__Requirement__
In the data below, which lines hold "function"? Copy every one.

Collected data
PR #214, opened 2020-10-05
[YUNIKORN-428] Reduce the warning logs in resources.go

adamantal:
Reduced the log level from WARN to INFO

### DIFF
--- a/pkg/common/resources/resources.go
+++ b/pkg/common/resources/resources.go
@@ -792,7 +792,7 @@ func CalculateAbsUsedCapacity(capacity, used *Resource) *Resource {
 				absResValue = math.MinInt64
 			}
 		} else {
-			log.Logger().Warn("Cannot calculate absolute usage for resource because of missing usage information",
+			log.Logger().Info("Cannot calculate absolute usage for resource because of missing usage information",
 				zap.String("resource name", resourceName))
 			continue
 		}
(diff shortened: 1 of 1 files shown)


pkg/common/resources/resources.go
```diff
@@ -792,7 +792,7 @@ func CalculateAbsUsedCapacity(capacity, used *Resource) *Resource {
 				absResValue = math.MinInt64
 			}
 		} else {
-			log.Logger().Warn("Cannot calculate absolute usage for resource because of missing usage information",
+			log.Logger().Info("Cannot calculate absolute usage for resource because of missing usage information",
```
yangwwei, line 795: Today, we are reporting back all resource types, so we constantly see these lines because resource types "pods", "vcore", "ephemeral-storage", "hugepages-1Gi" etc are not tracked in the scheduler. So setting at INFO level won't seem to be enough for this. I'd suggest removing this line.
Or we will need some mechanism to do white-listed resource names, that will introduce bigger changes for which I don't think it is necessary for now.

yangwwei (changes requested):

adamantal:
Thanks for the review. 

I think it still worth to display the information about the missing resource, but I also agree that this log is too much.

I made it DEBUG level, and only display one aggregated log about the every resource that we're missing information about. I hope you will agree with this resolution.

yangwwei:
> I made it DEBUG level, and only display one aggregated log about the every resource that we're missing information about. I hope you will agree with this resolution.

OK, I think this is fine. Thanks!

yangwwei (approved):
LGTM

PR #215, opened 2020-10-13
[YUNIKORN-352] Validate queue capacity setup

kingamarton:


pkg/common/configs/configvalidator.go
```diff
@@ -72,37 +72,68 @@ func checkACL(acl string) error {
...
-	if resource.Guaranteed != nil && len(resource.Guaranteed) != 0 {
-		_, err := checkResource(resource.Guaranteed)
-		if err != nil {
-			return err
+		if cur.Resources.Guaranteed != nil {
+			if !resources.FitIn(curGuaranteedRes, sum) {
+				return fmt.Errorf("queue %s has guaranteed-resources (%v) smaller than sum of children guaranteed resources (%v)", cur.Name, curGuaranteedRes, sum)
+			}
+		} else {
+			cur.Resources.Guaranteed = sum.ToConf()
```
yangwwei, line 116: this seems to be modifying the value: `cur *QueueConfig`.
Could you pls check if this is the case? I don't think we should modify the configs.

pkg/common/configs/configvalidator.go
```diff
@@ -72,37 +72,68 @@ func checkACL(acl string) error {
...
+// - child or children cannot have higher maximum or guaranteed limits than parents
+// - children (added together) cannot have a higher guaranteed setting than a parent
+func checkResourceConfigurationsForQueue(cur *QueueConfig, parent *QueueConfig) error {
+	// If cur has children, make sure sum of children's guaranteed <= cur.guaranteed
+	curGuaranteedRes, err := resources.NewResourceFromConf(cur.Resources.Guaranteed)
+	if err != nil {
+		return err
+	}
+	if curGuaranteedRes.HasNegativeValue() {
+		return fmt.Errorf("invalid guaranteed resource for queue %s, cannot be negative", cur.Name)
```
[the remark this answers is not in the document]
kingamarton: done

pkg/common/configs/configvalidator.go
```diff
@@ -72,37 +72,68 @@ func checkACL(acl string) error {
...
+	}
+	curMaxRes, err := resources.NewResourceFromConf(cur.Resources.Max)
+	if err != nil {
+		return err
+	}
+	if curMaxRes.HasNegativeValue() {
+		return fmt.Errorf("invalid max resource for queue %s, cannot be negative", cur.Name)
```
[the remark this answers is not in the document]
kingamarton: done

pkg/common/configs/configvalidator.go
kingamarton: Yes, it is the case. This is exactly the same check we had before in the `initializer.go` file. I just moved the check here, to have it in the validation phase. The guaranteed resource was modified there as well if it wasn't set. I haven't removed it because I didn't wanted to change the check's behaviour and I think it makes sense to set the guaranteed resource for a parent queue = to the sum of children's guaranteed resource it it is not set. @yangwwei please let me know if it makes sense for you.

yangwwei: If that's the case, I am OK with the change.
The concern I had earlier was because this is a validation function, a validation function is not supposed to modify the original value of the object.
By looking how we use the validation, it seems to be safe though.

yangwwei (approved):

PR #216, opened 2020-10-14
YUNIKORN-414: Add partitions REST API to fetch list of partitions

manirajv06:
First cut implementation. Need to add few more attributes in JSON response.

### DIFF
--- a/pkg/scheduler/partition.go
+++ b/pkg/scheduler/partition.go
@@ -54,13 +54,13 @@ type PartitionContext struct {
 	allocations            map[string]*objects.Allocation  // allocations
 	placementManager       *placement.AppPlacementManager  // placement manager for this partition
 	partitionManager       *partitionManager               // manager for this partition
-	StateMachine           *fsm.FSM                        // the state of the partition for scheduling
-	StateTime              time.Time                       // last time the state was updated (needed for cleanup)
+	stateMachine           *fsm.FSM                        // the state of the partition for scheduling
+	stateTime              time.Time                       // last time the state was updated (needed for cleanup)
 	isPreemptable          bool                            // can allocations be preempted
 	rules                  *[]configs.PlacementRule        // placement rules to be loaded by the scheduler
 	userGroupCache         *security.UserGroupCache        // user cache per partition
 	totalPartitionResource *resources.Resource             // Total node resources
-	NodeSortingPolicy      *policies.NodeSortingPolicy     // Global Node Sorting Policies
+	nodeSortingPolicy      *policies.NodeSortingPolicy     // Global Node Sorting Policies
 
 	sync.RWMutex
 }
@@ -76,8 +76,8 @@ func newPartitionContext(conf configs.PartitionConfig, rmID string, cc *ClusterC
 	pc := &PartitionContext{
 		Name:         conf.Name,
 		RmID:         rmID,
-		StateMachine: objects.NewObjectState(),
-		StateTime:    time.Now(),
+		stateMachine: objects.NewObjectState(),
+		stateTime:    time.Now(),
 		applications: make(map[string]*objects.Application),
 		reservedApps: make(map[string]int),
 		nodes:        make(map[string]*objects.Node),
@@ -136,10 +136,10 @@ func (pc *PartitionContext) initialPartitionFromConfig(conf configs.PartitionCon
 	case policies.BinPackingPolicy, policies.FairnessPolicy:
 		log.Logger().Info("NodeSorting policy set from config",
 			zap.String("policyName", configuredPolicy.String()))
-		pc.NodeSortingPolicy = policies.NewNodeSortingPolicy(conf.NodeSortPolicy.Type)
+		pc.nodeSortingPolicy = policies.NewNodeSortingPolicy(conf.NodeSortPolicy.Type)
 	case policies.Unknown:
 		log.Logger().Info("NodeSorting policy not set using 'fair' as default")
-		pc.NodeSortingPolicy = policies.NewNodeSortingPolicy("fair")
+		pc.nodeSortingPolicy = policies.NewNodeSortingPolicy("fair")
 	}
 	return nil
 }
@@ -248,23 +248,25 @@ func (pc *PartitionContext) markPartitionForRemoval() {
 // Get the state of the partition.
 // No new nodes and applications will be accepted if stopped or being removed.
 func (pc *PartitionContext) isDraining() bool {
-	return pc.StateMachine.Current() == objects.Draining.String()
+	return pc.stateMachine.Current() == objects.Draining.String()
 }
 
 func (pc *PartitionContext) isRunning() bool {
-	return pc.StateMachine.Current() == objects.Active.String()
+	return pc.stateMachine.Current() == objects.Active.String()
 }
 
 func (pc *PartitionContext) isStopped() bool {
-	return pc.StateMachine.Current() == objects.Stopped.String()
+	return pc.stateMachine.Current() == objects.Stopped.String()
 }
 
 // Handle the state event for the partition.
 // The state machine handles the locking.
 func (pc *PartitionContext) handlePartitionEvent(event objects.ObjectEvent) error {
-	err := pc.StateMachine.Event(event.String(), pc.Name)
+	err := pc.stateMachine.Event(event.String(), pc.Name)
 	if err == nil {
-		pc.StateTime = time.Now()
+		pc.Lock()
+		defer pc.Unlock()
+		pc.stateTime = time.Now()
 		return nil
 	}
 	// handle the same state transition not nil error (limit of fsm).
@@ -897,7 +899,7 @@ func (pc *PartitionContext) unReserve(app *objects.Application, node *objects.No
 // Sorting should use a copy of the node list not the main list.
 func (pc *PartitionContext) getNodeIteratorForPolicy(nodes []*objects.Node) interfaces.NodeIterator {
 	pc.RLock()
-	configuredPolicy := pc.NodeSortingPolicy.PolicyType
+	configuredPolicy := pc.nodeSortingPolicy.PolicyType
 	pc.RUnlock()
 	if configuredPolicy == policies.Unknown {
 		return nil
@@ -1226,4 +1228,18 @@ func (pc *PartitionContext) cleanupExpiredApps() {
 		delete(pc.applications, app.ApplicationID)
 		pc.Unlock()
 	}
+}
+
+func (pc *PartitionContext) GetCurrentState() string {
+	return pc.stateMachine.Current()
+}
+
+func (pc *PartitionContext) GetStateTime() time.Time {
+	pc.RLock()
+	defer pc.RUnlock()
+	return pc.stateTime
+}
+
+func (pc *PartitionContext) GetNodeSortingPolicy() *policies.NodeSortingPolicy {
+	return pc.nodeSortingPolicy
 }
--- a/pkg/scheduler/partition.go
+++ b/pkg/scheduler/partition.go
@@ -264,8 +264,6 @@ func (pc *PartitionContext) isStopped() bool {
 func (pc *PartitionContext) handlePartitionEvent(event objects.ObjectEvent) error {
 	err := pc.stateMachine.Event(event.String(), pc.Name)
 	if err == nil {
-		pc.Lock()
-		defer pc.Unlock()
 		pc.stateTime = time.Now()
 		return nil
 	}
@@ -898,9 +896,7 @@ func (pc *PartitionContext) unReserve(app *objects.Application, node *objects.No
 // Get the iterator for the sorted nodes list from the partition.
 // Sorting should use a copy of the node list not the main list.
 func (pc *PartitionContext) getNodeIteratorForPolicy(nodes []*objects.Node) interfaces.NodeIterator {
-	pc.RLock()
-	configuredPolicy := pc.nodeSortingPolicy.PolicyType
-	pc.RUnlock()
+	configuredPolicy := pc.GetNodeSortingPolicy()
 	if configuredPolicy == policies.Unknown {
 		return nil
 	}
@@ -1240,6 +1236,8 @@ func (pc *PartitionContext) GetStateTime() time.Time {
 	return pc.stateTime
 }
 
-func (pc *PartitionContext) GetNodeSortingPolicy() *policies.NodeSortingPolicy {
-	return pc.nodeSortingPolicy
+func (pc *PartitionContext) GetNodeSortingPolicy() policies.SortingPolicy {
+	pc.RLock()
+	defer pc.RUnlock()
+	return pc.nodeSortingPolicy.PolicyType
 }
--- a/pkg/scheduler/partition.go
+++ b/pkg/scheduler/partition.go
@@ -262,6 +262,8 @@ func (pc *PartitionContext) isStopped() bool {
 // Handle the state event for the partition.
 // The state machine handles the locking.
 func (pc *PartitionContext) handlePartitionEvent(event objects.ObjectEvent) error {
+	pc.Lock()
+	defer pc.Unlock()
 	err := pc.stateMachine.Event(event.String(), pc.Name)
 	if err == nil {
 		pc.Lock()
--- a/pkg/scheduler/partition.go
+++ b/pkg/scheduler/partition.go
@@ -54,13 +54,13 @@ type PartitionContext struct {
 	allocations            map[string]*objects.Allocation  // allocations
 	placementManager       *placement.AppPlacementManager  // placement manager for this partition
 	partitionManager       *partitionManager               // manager for this partition
-	stateMachine           *fsm.FSM                        // the state of the partition for scheduling
-	stateTime              time.Time                       // last time the state was updated (needed for cleanup)
+	StateMachine           *fsm.FSM                        // the state of the partition for scheduling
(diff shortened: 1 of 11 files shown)


pkg/webservice/routes.go
```diff
@@ -126,6 +126,14 @@ var webRoutes = routes{
 		getContainerHistory,
 	},
 
+	//
+	route{
+		"Partitions",
+		"GET",
+		"/ws/v1/partitions",
+		getPartitions,
+	},
```
yangwwei, line 135: Are we going to support the sub-path `ws/v1/partitions/{partitionName}`?

pkg/webservice/dao/partition_info.go
```diff
@@ -24,6 +24,14 @@ type PartitionDAOInfo struct {
 	Queues        QueueDAOInfo      `json:"queues"`
 }
 
+type PartitionInfo struct {
+	Name              string            `json:"name"`
+	Capacity          PartitionCapacity `json:"capacity"`
+	IsPremptable      bool              `json:"isPremptable"`
```
yangwwei, line 30: remove this

pkg/webservice/dao/partition_info.go
```diff
@@ -24,6 +24,14 @@ type PartitionDAOInfo struct {
 	Queues        QueueDAOInfo      `json:"queues"`
 }
 
+type PartitionInfo struct {
```
yangwwei, line 27: Can we add some fields about the partition state?
- state
- lastStateTransitionTime

yangwwei (changes requested):

pkg/webservice/dao/partition_info.go
```diff
@@ -33,3 +41,11 @@ type NodeInfo struct {
 	NodeID     string `json:"nodeId"`
```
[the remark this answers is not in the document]
manirajv06: We are using PartitionInfo (not PartitionDAOInfo) struct for this API. May be cleaning up PartitionDAOInfo struct can be taken up later in separate jira?

pkg/webservice/routes.go
manirajv06: As of now, We don't have such plan.

pkg/webservice/dao/partition_info.go
```diff
@@ -24,12 +24,29 @@ type PartitionDAOInfo struct {
 	Queues        QueueDAOInfo      `json:"queues"`
 }
 
+type PartitionInfo struct {
+	Name                    string            `json:"name"`
+	Capacity                PartitionCapacity `json:"capacity"`
```
sunilgovind, line 29: This capacity will be the configured capacity one, correct?

pkg/webservice/dao/partition_info.go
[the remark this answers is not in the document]
sunilgovind: Lets take this up separate, thats more cleaner and better.

pkg/webservice/handlers.go
```diff
@@ -527,3 +527,45 @@ func updateConfiguration(conf string) (string, error) {
...
+	partitionInfo.NodeSortingPolicy = partitionContext.GetNodeSortingPolicy().String()
+
+	applicationsInfo := dao.Applications{}
+	appList := partitionContext.GetApplications()
+	applicationsState := make(map[string]int)
+
+	for _, app := range appList {
+		applicationsState[app.GetApplicationState()]++
+	}
+	applicationsInfo.Running = applicationsState["Running"]
```
sunilgovind, line 564: could we optimize this code a bit. too much of impl related to comparison etc.

pkg/webservice/dao/partition_info.go
manirajv06: As and when any new node gets added, Node's total resource would get added to this capacity. Similarly, for node removal resource would be subtracted from this capacity.

pkg/webservice/handlers.go
manirajv06: Can you please check the recent changes? It has been taken care.

yangwwei: hi @manirajv06  for this part. Can we avoid using hardcoded states for Applications struct.
Maybe we can change it to

```
type PartitionInfo struct {
   ...
   appCounts map[string]int
}
```
then we can simply aggregate the count of apps by their state. What do you think?

manirajv06: hi @yangwwei  Sorry for the delay. 

applicationsState in handlers#getPartition() is a map contains the state wise count. 

applicationsInfo ( dao.Applications{} ) in handlers#getPartition() has been used to display the state wise count (after aggregating some app states. For ex, Killed and Rejected as Failed) in JSON output.

I am not sure how defining appCounts map[string]int in PartitionInfo struct helps in this case as we are manipulating some app states. Please correct my understanding if needed.

pkg/webservice/dao/partition_info.go
sunilgovind: ok. thanks

pkg/webservice/handlers.go
```diff
@@ -521,3 +521,39 @@ func updateConfiguration(conf string) (string, error) {
...
+
+func getPartitions(w http.ResponseWriter, r *http.Request) {
+	writeHeaders(w)
+
+	var partitionsInfo []*dao.PartitionInfo
+	lists := schedulerContext.GetPartitionMapClone()
+	for _, partitionContext := range lists {
+		partitionInfo := &dao.PartitionInfo{}
+		partitionInfo.Name = partitionContext.Name
+		partitionInfo.State = partitionContext.StateMachine.Current()
```
yangwwei, line 533: It is not a good idea to expose `StateMachine` and `StateTime`, they are pretty internal objects.
Instead, we can create a `GetCurrentState()` function that returns a string. Same for the stateTime.

pkg/scheduler/partition.go
```diff
@@ -54,13 +54,13 @@ type PartitionContext struct {
 	allocations            map[string]*objects.Allocation  // allocations
 	placementManager       *placement.AppPlacementManager  // placement manager for this partition
 	partitionManager       *partitionManager               // manager for this partition
-	stateMachine           *fsm.FSM                        // the state of the partition for scheduling
-	stateTime              time.Time                       // last time the state was updated (needed for cleanup)
```
yangwwei, line 58: See my comments later for this, we should not expose the internal objects out of its package.

pkg/scheduler/partition.go
```diff
@@ -54,13 +54,13 @@ type PartitionContext struct {
...
+	StateMachine           *fsm.FSM                        // the state of the partition for scheduling
+	StateTime              time.Time                       // last time the state was updated (needed for cleanup)
 	isPreemptable          bool                            // can allocations be preempted
 	rules                  *[]configs.PlacementRule        // placement rules to be loaded by the scheduler
 	userGroupCache         *security.UserGroupCache        // user cache per partition
 	totalPartitionResource *resources.Resource             // Total node resources
-	nodeSortingPolicy      *policies.NodeSortingPolicy     // Global Node Sorting Policies
+	NodeSortingPolicy      *policies.NodeSortingPolicy     // Global Node Sorting Policies
```
yangwwei, line 63: Do not expose this field as well. We can introduce a function to return the sorting policy instead.

pkg/webservice/dao/partition_info.go
```diff
@@ -24,12 +24,29 @@ type PartitionDAOInfo struct {
...
 	NodeID     string `json:"nodeId"`
 	Capability string `json:"capability"`
 }
+
+type Applications struct {
+	Total     int `json:"total"`
+	Running   int `json:"running"`
+	Pending   int `json:"pending"`
+	Completed int `json:"completed"`
+	Failed    int `json:"failed"`
```
yangwwei, line 51: My earlier comment is to remove hardcoded state names.
Because if we modified app state in the scheduler package, and most likely we are going to do so. It is going to break this. And I see we are doing some formatting like:

```
applicationsInfo.Running = applicationsState["Running"]
applicationsInfo.Pending = applicationsState["Waiting"] + applicationsState["Accepted"] + applicationsState["Starting"] + applicationsState["New"]
applicationsInfo.Completed = applicationsState["Completed"]
applicationsInfo.Failed = applicationsState["Killed"] + applicationsState["Rejected"]
applicationsInfo.Total = applicationsInfo.Running + applicationsInfo.Pending + applicationsInfo.Completed + applicationsInfo.Failed
```
I'd rather stay with the initial values. Because we are documenting all the app states carefully, see http://yunikorn.apache.org/docs/next/design/scheduler_object_states#application-state. We need to keep the REST API response align with the doc. So I think returning its original map plus a total number is enough. Does that make sense to you?

yangwwei (commented):
hi @manirajv06 catching up with this, thanks for the updates. Please see my comments. Thanks!

pkg/webservice/handlers.go
manirajv06: Taken care.

pkg/scheduler/partition.go
manirajv06: Taken care.

pkg/webservice/dao/partition_info.go
manirajv06: I was trying to sum up certain states under common state. However, showing up each state count is also detailed enough.

pkg/scheduler/partition.go
```diff
@@ -1099,3 +1099,15 @@ func (pc *PartitionContext) removeAllocationAsk(appID string, allocationKey stri
...
+	return pc.stateMachine.Current()
+}
+
+func (pc *PartitionContext) GetStateTime() time.Time {
+	return pc.stateTime
+}
+
+func (pc *PartitionContext) GetNodeSortingPolicy() *policies.NodeSortingPolicy {
+	return pc.nodeSortingPolicy
+}
```
yangwwei, line 1113: I think we need to add a read lock for `GetStateTime()`, and the write lock in `handlePartitionEvent()`. because `handlePartitionEvent()` and the REST API could be called at the same time.

```
func (pc *PartitionContext) handlePartitionEvent(event objects.ObjectEvent) error {
	err := pc.stateMachine.Event(event.String(), pc.Name)
	if err == nil {
                pc.Lock()
		pc.stateTime = time.Now()
                pc.Unlock()
		return nil
	}
	// handle the same state transition not nil error (limit of fsm).
	if err.Error() == "no transition" {
		return nil
	}
	return err
}
```

`GetCurrentState()` and `GetNodeSortingPolicy()` should be safe because state machine Current() holds the lock already, and the nodeSortingPolicy only gets modified when updating the config, that is a swapping of the old object.

yangwwei (commented):
Thanks for the update @manirajv06 , I have one more comment. And could you please check the UT failure and the lint failure logged here: https://travis-ci.com/github/apache/incubator-yunikorn-core/builds/214290145? Thanks

pkg/scheduler/partition.go
manirajv06: Taken care.

pkg/scheduler/partition.go
```diff
@@ -262,6 +262,8 @@ func (pc *PartitionContext) isStopped() bool {
 // Handle the state event for the partition.
 // The state machine handles the locking.
 func (pc *PartitionContext) handlePartitionEvent(event objects.ObjectEvent) error {
+	pc.Lock()
+	defer pc.Unlock()
```
yangwwei, line 266: Can we move this to line 269?
I think we do not need to lock the partition when calling `pc.stateMachine.Event(event.String(), pc.Name)`

yangwwei (changes requested):
Looks almost good, just added one more comment in handlePartitionEvent. And pls fix the remaining lint issue, thanks!

yangwwei:
hi @manirajv06  Looks almost good, but still need to fix the lint issue

```
$ make lint
running golangci-lint
checking against commit sha 2bf276764227
pkg/scheduler/objects/application.go:141:1: receiver name ai should be consistent with previous receiver name sa for Application (golint)
func (ai *Application) IsCompleted() bool {
^
pkg/scheduler/objects/application.go:145:1: receiver name ai should be consistent with previous receiver name sa for Application (golint)
func (ai *Application) IsKilled() bool {
^
pkg/scheduler/objects/application.go:149:1: receiver name ai should be consistent with previous receiver name sa for Application (golint)
func (ai *Application) IsRejected() bool {
^
Makefile:58: recipe for target 'lint' failed
make: *** [lint] Error 1
```

you can run `make lint` locally to ensure there is no more lint issues before updating the PR. Thanks

manirajv06:
Fixed.

yangwwei (approved):
+1. I will commit this shortly. Thanks @manirajv06 !

yangwwei:
Oops, I can't get this merged as there are some conflicts.
Could you pls fix the conflict? Thanks!

pkg/webservice/dao/partition_info.go
wilfred-s: I do not see this structure being used anywhere we should remove it.

pkg/webservice/handlers_test.go
```diff
@@ -607,3 +627,46 @@ func TestGetNodesUtilJSON(t *testing.T) {
...
+	resp := &MockResponseWriter{}
+	var partitionInfo []dao.PartitionInfo
+	getPartitions(resp, req)
+	err = json.Unmarshal(resp.outputBytes, &partitionInfo)
+	assert.NilError(t, err, "failed to unmarshal applications dao response from response body: %s", string(resp.outputBytes))
+	for _, part := range partitionInfo {
+		if part.Name == partitionName {
+			assert.Equal(t, part.Name, "[rm-123]default")
+			assert.Equal(t, part.NodeSortingPolicy, "fair")
+			assert.Equal(t, part.Applications["total"], 1)
```
wilfred-s, line 664: We should also test the count for the state the application is in.
```
assert.Equal(t, part.Applications["new"], 1)
```
can we also extend this to multiple apps, in different states and make sure they all count correctly and sum up to the total.

wilfred-s (changes requested):

pkg/scheduler/partition.go
```diff
@@ -264,6 +264,8 @@ func (pc *PartitionContext) isStopped() bool {
 func (pc *PartitionContext) handlePartitionEvent(event objects.ObjectEvent) error {
 	err := pc.stateMachine.Event(event.String(), pc.Name)
 	if err == nil {
+		pc.Lock()
+		defer pc.Unlock()
```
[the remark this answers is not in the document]
yangwwei: hi @wilfred-s  does this [my earlier comment ](https://github.com/apache/incubator-yunikorn-core/pull/216#discussion_r563348013)make sense to you?

pkg/webservice/handlers_test.go
manirajv06: Improved UT coverage.

pkg/webservice/dao/partition_info.go
```diff
@@ -35,18 +35,10 @@ type PartitionInfo struct {
 
 type PartitionCapacity struct {
 	Capacity     string `json:"capacity"`
-	UsedCapacity string `json:"usedCapacity"`
+	UsedCapacity string `json:"usedcapacity"`
```
manirajv06, line 38: Renaming as before because this change should not break the existing use cases. Once new API has been adopted completely, we can do the naming with similar convention.

pkg/scheduler/partition.go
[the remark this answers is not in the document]
wilfred-s: For Time the [documentation](https://golang.org/pkg/time/#Time) shows:
> A Time value can be used by multiple goroutines simultaneously except that the methods GobDecode, UnmarshalBinary, UnmarshalJSON and UnmarshalText are not concurrency-safe.

Which would mean that we do not need a lock.

pkg/scheduler/partition.go
```diff
@@ -1208,3 +1210,17 @@ func (pc *PartitionContext) removeAllocationAsk(appID string, allocationKey stri
...
+}
+
+func (pc *PartitionContext) GetStateTime() time.Time {
+	pc.RLock()
+	defer pc.RUnlock()
+	return pc.stateTime
+}
+
+func (pc *PartitionContext) GetNodeSortingPolicy() *policies.NodeSortingPolicy {
+	return pc.nodeSortingPolicy
```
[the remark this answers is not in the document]
wilfred-s: Can we change this to:
```
func (pc *PartitionContext) GetNodeSortingPolicy() String {
	pc.RLock()
	defer pc.RUnlock()
	return pc.nodeSortingPolicy.PolicyType.String()
}
```
That is inline with the `getNodeIteratorForPolicy()` call.

pkg/scheduler/partition.go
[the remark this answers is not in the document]
yangwwei: Good point, agree we can remove this. Thanks!

pkg/scheduler/partition.go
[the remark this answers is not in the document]
manirajv06: Taken care, But returning "SortingPolicy instead of string" approach is re-usable. Hope this is fine.

pkg/scheduler/partition.go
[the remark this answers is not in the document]
manirajv06: Taken care.

pkg/scheduler/partition.go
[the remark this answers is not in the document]
wilfred-s: with the reuse I am ok with this

wilfred-s (approved):
LGTM, thanks for sticking with me on this long review.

__Response to this exercise__
The concern I had earlier was because this is a validation function, a validation function is not supposed to modify the original value of the object.
Instead, we can create a `GetCurrentState()` function that returns a string. Same for the stateTime.
yangwwei, line 63: Do not expose this field as well. We can introduce a function to return the sorting policy instead.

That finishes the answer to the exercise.